The mechanical properties of the Mg-based LPSO-phase are expected to be strongly affected by the microstructure due to its anisotropic crystal structure. However, the fine details have not been sufficiently understood yet. This study first clarified the detailed microstructural factors that govern the strength of the LPSO-phase by examining alloys with microstructures that were significantly varied via directional solidification and extrusion processes. Refining the microstructure is significantly effective for strengthening LPSO-phase alloys. The yield stress of LPSO-phase alloys with random texture was previously reported to be increased by reducing the length of plate-like LPSO-phase grains.
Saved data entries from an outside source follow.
PR #12911, opened 2024-08-06
Auxiliary qubit tracking in ``HighLevelSynthesis``

Cryoris:
### Summary

Enable tracking the state of auxiliary qubits in high-level synthesis. This allows synthesis plugins to leverage additional qubits in a decomposition, leading to a potential reduction of circuit depth and number of operations (which is why I tagged it for the performance demo 🙂). This PR unblocks work on the circuit library, in particular refactoring of the MCX and MCMT gates.

### Details and comments

This first implementation follows a greedy approach, where each operation is given access to all currently available auxiliary qubits. It does so by using the newly added `QubitTracker`, which keeps track of which qubits in the circuit/dag are "clean" (in state $|0\rangle$) or "dirty" (an unknown state). Generally, if qubits start out as clean, and as soon as it is involved in an operation, it changes to dirty (special rules apply for operations like resets, barriers or delays).

Another important change is that synthesized blocks must be synthesized again. This recursion is necessary, since unrolling or decomposing an operation, could yield other operations that must be synthesized. This slows down the code compared to the current state, but only by another iteration over the DAG, so that should be a reasonably small overhead. 

Follow-ups could involve:
* speedup the code by having the synthesis plugins return DAG circuits (will be easier once we could construct a DAG from Rust's `CircuitData` or an iterator over circuit instructions)
* avoid redundant recursion if plugins can report the basis gate set of their decomposition
* do the whole thing in Rust 🙂 

<details closed>
<summary>The asv utility benchmark finds that this does not significantly reduce performance.</summary>
<br>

In addition, it was found in this study that the formation stress in the deformation kink band, which is a unique deformation mode in an LPSO-phase alloy, can be increased by decreasing the thickness of the grains. Furthermore, the study used directionally solidified crystals provided direct evidence that the introduction of the deformation kink band effectively increases the yield stress and work-hardening rate of alloys by hindering the motion of basal dislocations. This kink-band strengthening was found to have considerable temperature dependence. The strengthening is significant at or below 200 degrees C, but the effect gradually decreases above 300 degrees C and is accompanied by the operation of non-basal slip. The results quantitatively clarified that kink-band strengthening is one predominant reason why the LPSO-phase extruded alloy exhibits an unusually high yield stress at any loading orientation.